Fidelity’s emerging markets fund manager Nick Price has been caught out by his decision to hold small positions in Brazil and China compared to his benchmark, as both countries rallied sharply last year.
The manager of the £743m Fidelity Emerging Markets fund lost out thanks to the decision, although he still outperformed slightly last year thanks to a lack of exposure to the oil-price rout.
He holds 4.7 per cent in Brazilian shares, compared to his benchmark’s 8.9 per cent weighting to the country, while his 13.9 per cent Chinese position is significantly less than the 21.8 per cent on the index.
Brazilian equities rallied 40 per cent from spring lows through to September, as investors speculated that the upcoming elections would bring a favourable politician to power.
Mr Price held on to his underweight position in Brazil, which helped the fund when the Brazilian market plummeted after incumbent Dilma Rousseff was re-elected.
He remains cautious on Brazil and has reduced his exposure to Brazilian financials and education-related companies.
Elsewhere, in spite of slowing economic growth, Chinese equities performed strongly in 2014, with the Shanghai Composite index up by more than 50 per cent to make it the top performing index in 2014.
In November the market got a boost when foreign investors gained greater access to Chinese equities through the launch of the Shanghai-Hong Kong Stock Connect initiative.
Mr Price said he had missed the initial gains in 2014, but upon the launch of the Connect programme he bought SAIC Motor Corporation, the Chinese state-owned automotive manufacturing company, which has made its way into his top 10 positions at 2.4 per cent of his portfolio.
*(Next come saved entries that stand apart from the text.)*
PR #346, opened 2018-08-24
Adding the second VcfParser class: NucleusParser 

samanvp:
After defining the VCFParser interface and PyVcfParser in a previous PR, here we add
NucleusParser. Following points must be highlighted:
 * This new parser is hidden behind a flag (use_nucleus=False).
 * Since we are not still able to create a Wheel file that have the
 from_string() method, we use a hack to make Nucleus work: write the whole
 file to a local temp file and send it as input to parser.
 * Currently we don't have any unit tests or integration test. We
 manually cheked the sanity of Nucleus output by comparing its output
 table with PyVcf output. This must be done in the next step.

### DIFF
--- a/gcp_variant_transforms/beam_io/vcf_parser.py
+++ b/gcp_variant_transforms/beam_io/vcf_parser.py
@@ -29,7 +29,7 @@ import nucleus
 import vcf
 
 from apache_beam.coders import coders
-from apache_beam.io.filesystems import FileSystems
+from apache_beam.io import filesystems
 from apache_beam.io import textio
 
 
@@ -48,7 +48,7 @@ PHASESET_FORMAT_KEY = 'PS'  # The phaseset format key.
 DEFAULT_PHASESET_VALUE = '*'  # Default phaseset value if call is phased, but
                               # no 'PS' is present.
 MISSING_GENOTYPE_VALUE = -1  # Genotype to use when '.' is used in GT field.
-
+FIRST_HEADER_LINE = '##fileformat=VCFv4.2'
 
 class Variant(object):
   """A class to store info about a genomic variant.
@@ -496,14 +496,14 @@ class NucleusParser(VcfParser):
     # This member will be properly initiated in _init_with_header().
     self._vcf_reader = None
     # These members will be properly initiated in _extract_header_fields().
-    self._is_info_repeated = {}
-    self._is_format_repeated = {}
+    self._header_infos = {}
+    self._header_formats = {}
     # This is a temporary solution until from_string will be fixed.
     self._temp_local_file = self._write_to_local_file(file_name)
 
   def _write_to_local_file(self, remote_file_name):
-    (temp_file, temp_file_name) = tempfile.mkstemp(text=True)
-    with FileSystems.open(remote_file_name) as f:
+    temp_file, temp_file_name = tempfile.mkstemp(text=True)
+    with filesystems.FileSystems.open(remote_file_name) as f:
       while True:
         line = f.readline()
         if line:
@@ -513,22 +513,15 @@ class NucleusParser(VcfParser):
           break
     return temp_file_name
 
-  def _store_to_temp_local_file(self, header_lines):
-    (temp_file, temp_file_name) = tempfile.mkstemp(text=True)
-    for line in header_lines:
-      os.write(temp_file, line)
-    os.close(temp_file)
-    return temp_file_name
-
   def _init_with_header(self, header_lines):
-    # This header line is needed by Nucleus.
-    header_lines = ['##fileformat=VCFv4.2'] + header_lines
+    # The first header line must be similar to '##fileformat=VCFv4.2'.
+    if header_lines and not header_lines[0].startswith('##fileformat'):
+      header_lines = [FIRST_HEADER_LINE] + header_lines
     try:
       # This is a temporary solution until from_string will be fixed.
-      self._vcf_reader = nucleus.io.vcf.VcfReader(
-          self._temp_local_file, use_index=False)
-
-    except SyntaxError as e:
+      self._vcf_reader = nucleus.io.vcf.VcfReader(self._temp_local_file,
+                                                  use_index=False)
+    except ValueError as e:
       raise ValueError(
           'Invalid VCF header in %s: %s' % (self._file_name, str(e)))
     self._extract_header_fields()
@@ -536,50 +529,62 @@ class NucleusParser(VcfParser):
   def _extract_header_fields(self):
     header = self._vcf_reader.header
     for info in header.infos:
-      if info.number in ('0', '1'):
-        self._is_info_repeated[info.id] = False
-      else:
-        self._is_info_repeated[info.id] = True
+      self._header_infos[info.id] = info
 
     for format_info in header.formats:
-      if format_info.number in ('0', '1'):
-        self._is_format_repeated[format_info.id] = False
-      else:
-        self._is_format_repeated[format_info.id] = True
+      self._header_formats[format_info.id] = format_info
+
+  def _is_info_repeated(self, info_id):
+    info = self._header_infos.get(info_id, None)
+    if not info or not info.number:
+      return False
+    else:
+      return self._is_repeated(info.number)
+
+  def _is_format_repeated(self, format_id):
+    format_info = self._header_formats.get(format_id, None)
+    if not format_info or not format_info.number:
+      return False
+    else:
+      return self._is_repeated(format_info.number)
+
+  def _is_repeated(self, number):
+    if number in ('0', '1'):
+      return False
+    else:
+      return True
 
   def _get_variant(self, data_line):
     try:
       # This is a temporary solution until from_string will be fixed.
-      record = next(self._vcf_reader)
-      return self._convert_to_variant(record)
+      variant_proto = next(self._vcf_reader)
+      return self._convert_to_variant(variant_proto)
     except (LookupError, ValueError) as e:
-      logging.warning('VCF record read failed in %s for line %s: %s',
+      logging.warning('VCF variant_proto read failed in %s for line %s: %s',
                       self._file_name, data_line, str(e))
       return MalformedVcfRecord(self._file_name, data_line, str(e))
 
-  def _convert_to_variant(self, record):
-    # type: (nucleus_proto.Variant) -> Variant
+  def _convert_to_variant(self, variant_proto):
+    # type: (nucleus.protos.variants_pb2.Variant) -> Variant
     return Variant(
-        reference_name=record.reference_name,
-        start=record.start,
-        end=record.end,
-        reference_bases=(record.reference_bases
-                         if record.reference_bases != MISSING_FIELD_VALUE
+        reference_name=variant_proto.reference_name,
+        start=variant_proto.start,
+        end=variant_proto.end,
+        reference_bases=(variant_proto.reference_bases
+                         if variant_proto.reference_bases != MISSING_FIELD_VALUE
                          else None),
-        alternate_bases=(
-            map(str, record.alternate_bases) if record.alternate_bases else []),
-        names=map(str, record.names) if record.names else [],
-        quality=record.quality,
-        filters=(
-            [PASS_FILTER] if record.filter == [] else map(str, record.filter)),
-        info=self._get_variant_info(record),
-        calls=self._get_variant_calls(record))
+        alternate_bases=variant_proto.alternate_bases,
+        names=map(str, variant_proto.names),
+        quality=variant_proto.quality,
+        filters=map(str, variant_proto.filter),
+        info=self._get_variant_info(variant_proto),
+        calls=self._get_variant_calls(variant_proto))
 
-  def _get_variant_info(self, record):
+  def _get_variant_info(self, variant_proto):
     info = {}
-    for k in record.info:
-      data = self._convert_list_value(record.info[k],
-                                      self._is_info_repeated.get(k, False))
+    for k in variant_proto.info:
+      data = self._convert_list_value(variant_proto.info[k],
+                                      self._is_info_repeated(k))
       # Prevents including missing flags as 'false' flag.
       if isinstance(data, bool) and not data:
         continue
@@ -612,38 +617,39 @@ class NucleusParser(VcfParser):
 
     if is_repeated:
       return output_list
-    if not output_list:
-      return None
-    if len(output_list) == 1:
-      return output_list[0]
-    raise ValueError('a not repeated field has more than 1 value')
+    else:
+      if len(output_list) > 1:
+        raise ValueError('a not repeated field has more than 1 value')
+      if len(output_list) == 1:
+        return output_list[0]
+      else:
+        return None
 
-  def _get_variant_calls(self, record):
+  def _get_variant_calls(self, variant_proto):
     calls = []
-    for sample in record.calls:
+    for call_proto in variant_proto.calls:
       call = VariantCall()
-      call.name = sample.call_set_name
-      if not sample.genotype:
+      call.name = call_proto.call_set_name
+      if not call_proto.genotype:
         call.genotype.append(MISSING_GENOTYPE_VALUE)
       else:
-        for v in sample.genotype:
-          call.genotype.append(v)
+        call.genotype = list(call_proto.genotype)
 
       phaseset_from_format = (
-          sample.info[PHASESET_FORMAT_KEY].values[0].string_value
-          if sample.info.get(PHASESET_FORMAT_KEY, None)
+          self._convert_list_value(call_proto.info[PHASESET_FORMAT_KEY], False)
+          if call_proto.info.get(PHASESET_FORMAT_KEY, None)
           else None)
       # Note: Call is considered phased if it contains the 'PS' key regardless
       # of whether it uses '|'.
-      if phaseset_from_format or sample.is_phased:
+      if phaseset_from_format or call_proto.is_phased:
         call.phaseset = (phaseset_from_format if phaseset_from_format
                          else DEFAULT_PHASESET_VALUE)
-      for k in sample.info:
+      for k in call_proto.info:
         # Genotype and phaseset (if present) are already included.
         if k in (GENOTYPE_FORMAT_KEY, PHASESET_FORMAT_KEY):
           continue
-        is_repeated = self._is_format_repeated.get(k, False)
-        data = self._convert_list_value(sample.info[k], is_repeated)
+        data = self._convert_list_value(call_proto.info[k],
+                                        self._is_format_repeated(k))
         call.info[k] = data
       calls.append(call)
     return calls
--- a/gcp_variant_transforms/beam_io/vcf_parser.py
+++ b/gcp_variant_transforms/beam_io/vcf_parser.py
@@ -25,8 +25,8 @@ from collections import namedtuple
 import os
 import tempfile
 
-from nucleus.io.python import vcf_reader as nucleus
-from nucleus.protos import variants_pb2 as nucleus_proto
+from nucleus.io.python import vcf_reader as nucleus_vcf_reader
+from nucleus.protos import variants_pb2
 import vcf
 
 from apache_beam.coders import coders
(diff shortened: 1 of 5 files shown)


gcp_variant_transforms/beam_io/vcf_parser.py
```diff
@@ -464,3 +469,179 @@ def _get_variant_calls(self, record, formats):
...
+      while True:
+        line = f.readline()
+        if line:
+          os.write(temp_file, line)
+        else:
+          os.close(temp_file)
+          break
+    return temp_file_name
+
+  def _store_to_temp_local_file(self, header_lines):
```
arostamianfar: this is not used?

gcp_variant_transforms/beam_io/vcf_parser.py
```diff
@@ -464,3 +469,179 @@ def _get_variant_calls(self, record, formats):
...
+                                        range_tracker,
+                                        file_pattern,
+                                        compression_type,
+                                        allow_malformed_records,
+                                        representative_header_lines,
+                                        **kwargs)
+    # This member will be properly initiated in _init_with_header().
+    self._vcf_reader = None
+    # These members will be properly initiated in _extract_header_fields().
+    self._is_info_repeated = {}
```
arostamianfar: Please create a dict of info and format that point to `VcfInfo` and `VcfFormatInfo` instead; that is more future-proof (e.g. if we want to also check the description or type for another purpose, we could just reuse those dicts later on without introducing more specialized dicts). You can keep the is_repeated arg in `_convert_list_value` as it's a nice abstraction, but you can make a helper function that given a number string would return true/false if the field is repeated.

gcp_variant_transforms/beam_io/vcf_parser.py
```diff
@@ -464,3 +469,179 @@ def _get_variant_calls(self, record, formats):
...
+  def _store_to_temp_local_file(self, header_lines):
+    (temp_file, temp_file_name) = tempfile.mkstemp(text=True)
+    for line in header_lines:
+      os.write(temp_file, line)
+    os.close(temp_file)
+    return temp_file_name
+
+  def _init_with_header(self, header_lines):
+    # This header line is needed by Nucleus.
+    header_lines = ['##fileformat=VCFv4.2'] + header_lines
```
arostamianfar: Please only add this if the first like is not `##fileformat`.

arostamianfar: Please make this a constant.

gcp_variant_transforms/beam_io/vcf_parser.py
```diff
@@ -464,3 +469,179 @@ def _get_variant_calls(self, record, formats):
...
+    try:
+      # This is a temporary solution until from_string will be fixed.
```
arostamianfar: this part is not temporary? we'll still write to a temp file for parsing headers.

gcp_variant_transforms/beam_io/vcf_parser.py
```diff
@@ -464,3 +469,179 @@ def _get_variant_calls(self, record, formats):
...
+      self._vcf_reader = nucleus.io.vcf.VcfReader(
+          self._temp_local_file, use_index=False)
+
+    except SyntaxError as e:
```
arostamianfar: Is this actually what Nucleus throws? SyntaxError was thrown by PyVCF in case of malformed headers.

gcp_variant_transforms/beam_io/vcf_parser.py
```diff
@@ -464,3 +469,179 @@ def _get_variant_calls(self, record, formats):
...
+        self._is_format_repeated[format_info.id] = False
+      else:
+        self._is_format_repeated[format_info.id] = True
+
+  def _get_variant(self, data_line):
+    try:
+      # This is a temporary solution until from_string will be fixed.
+      record = next(self._vcf_reader)
+      return self._convert_to_variant(record)
+    except (LookupError, ValueError) as e:
```
arostamianfar: Again, we should determine what errors Nucleus throws in case of invalid records and adjust accordingly.

gcp_variant_transforms/beam_io/vcf_parser.py
```diff
@@ -464,3 +469,179 @@ def _get_variant_calls(self, record, formats):
...
+    # type: (nucleus_proto.Variant) -> Variant
+    return Variant(
+        reference_name=record.reference_name,
+        start=record.start,
+        end=record.end,
+        reference_bases=(record.reference_bases
+                         if record.reference_bases != MISSING_FIELD_VALUE
+                         else None),
+        alternate_bases=(
+            map(str, record.alternate_bases) if record.alternate_bases else []),
```
arostamianfar: Is this map needed? We needed this in PyVCF as the type wasn't string. I think in Nucleus it's a string.

gcp_variant_transforms/beam_io/vcf_parser.py
```diff
@@ -464,3 +469,179 @@ def _get_variant_calls(self, record, formats):
...
+        names=map(str, record.names) if record.names else [],
```
arostamianfar: ditto here. Not sure if the map is needed.

gcp_variant_transforms/beam_io/vcf_parser.py
```diff
@@ -464,3 +469,179 @@ def _get_variant_calls(self, record, formats):
...
+        quality=record.quality,
```
arostamianfar: I think you should check for has_quality first, as otherwise, this would always return 0 if unspecified (we should set it to null if unspecified).

gcp_variant_transforms/beam_io/vcf_parser.py
```diff
@@ -464,3 +469,179 @@ def _get_variant_calls(self, record, formats):
...
+        filters=(
+            [PASS_FILTER] if record.filter == [] else map(str, record.filter)),
```
arostamianfar: I think this is also an artifact of PyVCF (it used an empty list for PASS; i think Nucleus keeps it as PASS?).

gcp_variant_transforms/beam_io/vcf_parser.py
```diff
@@ -464,3 +469,179 @@ def _get_variant_calls(self, record, formats):
...
+      elif value.HasField('bool_value'):
+        output_list.append(value.bool_value)
+      elif value.HasField('struct_value'):
+        output_list.append(value.struct_value)
+      elif value.HasField('list_value'):
+        output_list.append(self._convert_list_value(value.list_value, True))
+      else:
+        raise ValueError('ListValue object has an unexpected value: %s' % value)
+
+    if is_repeated:
```
arostamianfar: I think it's more readable to be more explicit about the repeated vs. nonrepeated cases like:
```
if is_repeated:
  return output_list
else:
  if len(output_list) > 1:
     raise Error
  if len(output_list) == 1:
    return output_list[0]
  else:
    return None
  
```

gcp_variant_transforms/beam_io/vcf_parser.py
```diff
@@ -464,3 +469,179 @@ def _get_variant_calls(self, record, formats):
...
+      return output_list
+    if not output_list:
+      return None
+    if len(output_list) == 1:
+      return output_list[0]
+    raise ValueError('a not repeated field has more than 1 value')
```
arostamianfar: Interestingly PyVCF doesn't throw an error in these cases and just picks the first value; I wonder if Nucleus treats the entire record as malformed or it actually returns multiple values?

gcp_variant_transforms/beam_io/vcf_parser.py
```diff
@@ -464,3 +469,179 @@ def _get_variant_calls(self, record, formats):
...
+      call = VariantCall()
+      call.name = sample.call_set_name
+      if not sample.genotype:
+        call.genotype.append(MISSING_GENOTYPE_VALUE)
+      else:
+        for v in sample.genotype:
+          call.genotype.append(v)
+
+      phaseset_from_format = (
+          sample.info[PHASESET_FORMAT_KEY].values[0].string_value
```
arostamianfar: phaseset is actually an integer in the VCF spec (we use a string as we want to use a "*").
Also, should check whether it has a value using convert_list_value

gcp_variant_transforms/beam_io/vcf_parser.py
```diff
@@ -464,3 +469,179 @@ def _get_variant_calls(self, record, formats):
...
+    # This member will be properly initiated in _init_with_header().
+    self._vcf_reader = None
+    # These members will be properly initiated in _extract_header_fields().
+    self._is_info_repeated = {}
+    self._is_format_repeated = {}
+    # This is a temporary solution until from_string will be fixed.
+    self._temp_local_file = self._write_to_local_file(file_name)
+
+  def _write_to_local_file(self, remote_file_name):
+    (temp_file, temp_file_name) = tempfile.mkstemp(text=True)
```
arostamianfar: nit: no need for the surrounding brackets

gcp_variant_transforms/beam_io/vcf_parser.py
```diff
@@ -464,3 +469,179 @@ def _get_variant_calls(self, record, formats):
...
+      return output_list
+    if not output_list:
+      return None
+    if len(output_list) == 1:
+      return output_list[0]
+    raise ValueError('a not repeated field has more than 1 value')
+
+  def _get_variant_calls(self, record):
+    calls = []
+    for sample in record.calls:
```
arostamianfar: s/sample/call_proto

gcp_variant_transforms/beam_io/vcf_parser.py
```diff
@@ -464,3 +469,179 @@ def _get_variant_calls(self, record, formats):
...
+    try:
+      # This is a temporary solution until from_string will be fixed.
+      record = next(self._vcf_reader)
+      return self._convert_to_variant(record)
+    except (LookupError, ValueError) as e:
+      logging.warning('VCF record read failed in %s for line %s: %s',
+                      self._file_name, data_line, str(e))
+      return MalformedVcfRecord(self._file_name, data_line, str(e))
+
+  def _convert_to_variant(self, record):
```
arostamianfar: s/record/variant_proto (we used 'record' before b/c that was the PyVCF naming).

gcp_variant_transforms/beam_io/vcf_parser.py
```diff
@@ -464,3 +469,179 @@ def _get_variant_calls(self, record, formats):
...
+    # type: (nucleus_proto.Variant) -> Variant
```
arostamianfar: The type looks wrong as there is no "nucleus_proto" module?

gcp_variant_transforms/beam_io/vcf_parser.py
```diff
@@ -464,3 +469,179 @@ def _get_variant_calls(self, record, formats):
...
+        alternate_bases=(
+            map(str, record.alternate_bases) if record.alternate_bases else []),
+        names=map(str, record.names) if record.names else [],
+        quality=record.quality,
+        filters=(
+            [PASS_FILTER] if record.filter == [] else map(str, record.filter)),
+        info=self._get_variant_info(record),
+        calls=self._get_variant_calls(record))
+
+  def _get_variant_info(self, record):
```
arostamianfar: s/record/variant_proto

gcp_variant_transforms/beam_io/vcf_parser.py
```diff
@@ -464,3 +469,179 @@ def _get_variant_calls(self, record, formats):
...
+
+  def _get_variant_calls(self, record):
+    calls = []
+    for sample in record.calls:
+      call = VariantCall()
+      call.name = sample.call_set_name
+      if not sample.genotype:
+        call.genotype.append(MISSING_GENOTYPE_VALUE)
+      else:
+        for v in sample.genotype:
```
arostamianfar: I think you can just do `call.genotype = sample.genotype` (or if it's really not a list, just cast to a list like `list(sample.genotype)`)

gcp_variant_transforms/beam_io/vcfio.py
```diff
@@ -186,7 +186,8 @@ def __init__(self,
                compression_type=CompressionTypes.AUTO,  # type: str
                buffer_size=DEFAULT_VCF_READ_BUFFER_SIZE,  # type: int
                validate=True,  # type: bool
-               allow_malformed_records=False  # type: bool
+               allow_malformed_records=False,  # type: bool
+               use_nucleus=False  # type: bool
```
arostamianfar: it's more future proof to make an enum for this like `VcfParserType` and use that here (in case we decide to add a third parser). There is even a 'simpler' way of just using the class string and let python actually construct it (so you dont even need an if statement) but that may be less readable.

gcp_variant_transforms/beam_io/vcf_parser.py
samanvp: Now that we have the `from_string()` I added this back.

gcp_variant_transforms/beam_io/vcf_parser.py
```diff
@@ -571,8 +563,8 @@ def _convert_to_variant(self, variant_proto):
         reference_bases=(variant_proto.reference_bases
                          if variant_proto.reference_bases != MISSING_FIELD_VALUE
                          else None),
-        alternate_bases=variant_proto.alternate_bases,
-        names=map(str, variant_proto.names),
+        alternate_bases=list(variant_proto.alternate_bases),
+        names=variant_proto.names[0].split(';') if variant_proto.names else [],
```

But Mr Price warned: “I think the China A-share market has moved too far too fast and a material pullback wouldn’t be surprising. It will continually re-rate over the next few years, but there are a number of opportunities and it is broadly positive.”
Earlier this month saw the first major pullback in the Chinese equity rally, when the index fell by nearly 8 per cent in one day after the government imposed restrictions on lending.
In spite of these two underweight positions, which hindered his performance during the middle of the year, Mr Price ended 2014 ahead of the index, returning 5.1 per cent compared to 3.7 per cent.
This outperformance came towards the second half of the year when the oil price plummeted. Mr Price’s fund benefited from the falling oil price as he had a low weighting in the energy sector, which makes up 0.7 per cent of the portfolio, compared to 8 per cent for the sector.
Mr Price thinks the oil price, which currently stands at roughly $50 per barrel, will rise to around $60 in the medium term. However, he does not believe this pick up will aid oil-related stocks and so is steering clear of them.